From what I know, the 100th floor of The Federation tower didn’t look like this.
Or, could it be that this counterpart of Ben has the ability to control it as he wills?
He smirked, his teeth as sharp as cat’s.
"You’re in a state of reverie.
"Other than that, I’ll tell you this, you damn rascal.
"You, the author of this novel, will survive."
—The Narrator is staring deep into Reverie’s eyes.
"But, in return, you will never be the same person."
-
—Reverie has awakened below a strange ceiling.
The words of the red-eyed Ben lingered even as I awoke to an unfamiliar ceiling, completely not noticing the comeback of the Narrator.

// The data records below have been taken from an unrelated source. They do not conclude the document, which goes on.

PR #4215, opened 2019-08-02
Remove example dir

deniseyu:
The examples were moved out of this repo and into the docs a while back.

The pipeline manifest in this repo should not be used as a canonical pipeline, 
and examples of the time resource and parallel jobs exist in the documentation


README.md
```diff
@@ -80,8 +80,8 @@ Concourse instance to the next.
 
 ### Learn More
 
-* The [Official Site](https://concourse-ci.org) for documentation and
-  reference material.
+* The [Official Site](https://concourse-ci.org) for documentation,
+  reference material, and example pipelines (which no longer live in this repository).
```
taylorsilva: Seems weird to allude to "examples" and not point people to where they live. DO we have examples that live somewhere that we can directly link to? Or is this a yet-to-be-implemented thing?

deniseyu: It refers to this page: https://concourse-ci.org/examples.html 

It's in the top nav bar so I didn't link it, but can add the link if that would be better.

PR #4221, opened 2019-08-06
[bugfix] Do not increase active_tasks if the container is already present.

aledeganopix4d:
This fixes a bug where the active_tasks counter (used in the limit-active-tasks strategy)
would be increased even if the container running the task is already present in the worker.

The above bug can manifest, for instance, if the ATC restarts.

To detect if a container is already present on a worker a small helper function is added
to Pool and queried it only when usign the limit-active-tasks strategy.

A test case is added to ensure the active_tasks counter is not increased when the container
is already present on the worker.

@xtreme-sameer-vohra first noticed this issue while reviewing #4118.
If this PR is accepted I'll also remove from the docs the warning that workers needs to be restarted to reset the counter.

### DIFF
--- a/atc/worker/client.go
+++ b/atc/worker/client.go
@@ -255,10 +255,11 @@ func (client *client) chooseTaskWorker(
 	outputWriter io.Writer,
 ) (Worker, error) {
 	var (
-		chosenWorker    Worker
-		activeTasksLock lock.Lock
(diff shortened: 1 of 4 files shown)


xtreme-sameer-vohra:
Thanks for the PR @aledeganopix4d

You will never be the same person.
I did not know what that implied, nor was I in a hurry to decipher it.
Furthermore, if it was not a lie, this red-eyed Ben was residing on the 100th floor.
I remembered small descriptions from Imperfect Knight.
It had a fifty meter tall ceiling and was adorned in a rotund space and all around it were shelves. It was called the Commonplace Archives.
Each wall had arrays of books, even the ceiling.
Some shelves crossed the others through the circular formation and it turned.
It was a mind-bending thing to see, the way the circular formation turned for each book you wished to see. One would always get lost in a place like that.
With its thousands of meters height, The Federation tower’s 100th floor could not be seen if the sightseer was on the ground or from below.
You could, however, see it in space. Though, the earth’s planet was too miniscule for me to spot at the time.
What I was not aware of was the book that brought the actual Ben in Earth-73.
I never reached or have written that part in the novel.
I regretted it slightly.
Now that the world that was once fiction had come alive, I had no choice but to finish Imperfect Knight.
But how?
The cell towers were crushed by some dinosaur-sized behemoth, and I didn’t have the laptop anymore.
I sold it long ago.
-
Inside a laboratory, there was Oliver Snape sitting in front of a laptop.
Behind him was an operating table where Reverie Schneider was stuck in his own reverie, still, and strapped on, wearing a straitjacket.
What a stupid name, thought Oliver, scrolling further.
Who had named him?
He mused a thought.
It would be hilarious if he ended up being a fictitious character and was named by the author.
It would mean that there are higher beings that were stupid.
He scrolled through the notes left behind the previous owner. The room was soundless besides the once in a while clicking of a mouse.
"The owner of this laptop also has a funny name..." he muttered to himself, nibbling on his fingernail as one of his legs sat on the chair.
The notes that were cited and signed by the name of Leviathan Schneider.